Water and rails – is a joint project of ITMO University, Architecture University IUAV in Venice and Fontys University of Applied Science in the Netherlands. The curators of the studio are Paola Vigano and Mark Glaudemans, the representatives of the Italian and Dutch universities, who together with the students are to rethink the look of the urban beaches. Masters works will be presented at the St. Petersburg forum of spatial megacities development which is held this May for the first time.
"Undoubtedly there are many things one can do to make the city better," Mark Glaudemans comments, the head of the European Laboratory for Urban Planning, the head of the Masters programs faculty in the academy of Architecture and Urbanism of the Fontys University of Applied Science. "However, there are many motivational factors as well: climate change, economic development of the city. People change together with their lifestyle. Therefore, the environment will be transformed under the influence of the people themselves, who strain after the ecological and cultural urban way of life."
The first task was the field trip for students under the guidance of Valery Nefedov, the professor of the Department of Urban Development of the Saint-Petersburg State University of Architecture and Civil Engineering. They visited some places that are directly related to water resources. During the whole day the working group managed to visit more than a dozen places: embankments, harbors, Gulf of Finland coastlines, the urban rivers mouth etc. The aim was to see the problem with own eyes, analyze and understand the process of transformation, which is already happening with the coastlines of different water bodies in St. Petersburg, and consider the changes scenario applicable to them in the future.
 
"Students are the driving force of the city. Therefore it is important to conduct the tours on its "problem" sites not only for designers, architects and builders, but also for the students of other professions. So that the changes will occur in the complex, because urbanism is an interdisciplinary field of science," Taisiya Khalikova says, the first-year student of the Design of urban ecosystems masters program of the Urban transformations school.

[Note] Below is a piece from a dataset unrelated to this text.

PR #1000, opened 2022-03-29
Sample edit tsv download

phoenixAja:
### Summary:
- **What:** Allow user to download sample edit tsv template, also moved some similar code with the upload tsv to a new place that was more central (src/components/DownloadMetadataTemplate)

On the second day of the studio work, St. Petersburg experts joined to discuss the initial results of the students research and urban problems. Among them were Eugenia Kolesova, the head of the department of economic analysis and research Institute of Spatial Planning "Urbanika", Alexander Baranov, the specialist of transport areas development in the Laboratory cityplanning, Alexander Karpov, the director of the Examinations center ECOM, the expert in the Commission on Urban Affairs Urban Planning and Land Affairs of the Legislative Assembly of St. Petersburg and other.
 
According to the speakers, each of them looks at the water body and its use from different points of view due to the kind of the activity. Though there was one thing everyone in the audience agreed with: St. Petersburg is a city on water, and it would be foolish not to use one of the richest of its resources; coastal areas should be attractive to the people. 
 
"Many of you have seen the problems that exist in our city," Valery Nefedov says. "Around the world, they are solved step by step. So who said that we cannot follow the example of other cities, and use their positive experience? Today the waterfront in St. Petersburg is just a barrier between people and water. Our aim is to destroy this barrier and make people come to these embankments."
Now it's project studio students who are to develop the scenarios in which the city coastlines can change its appearance. For several months, in six groups, they will conduct "field" research, mapping, studying architectural design, prototyping, and many more, that in the future will change the city.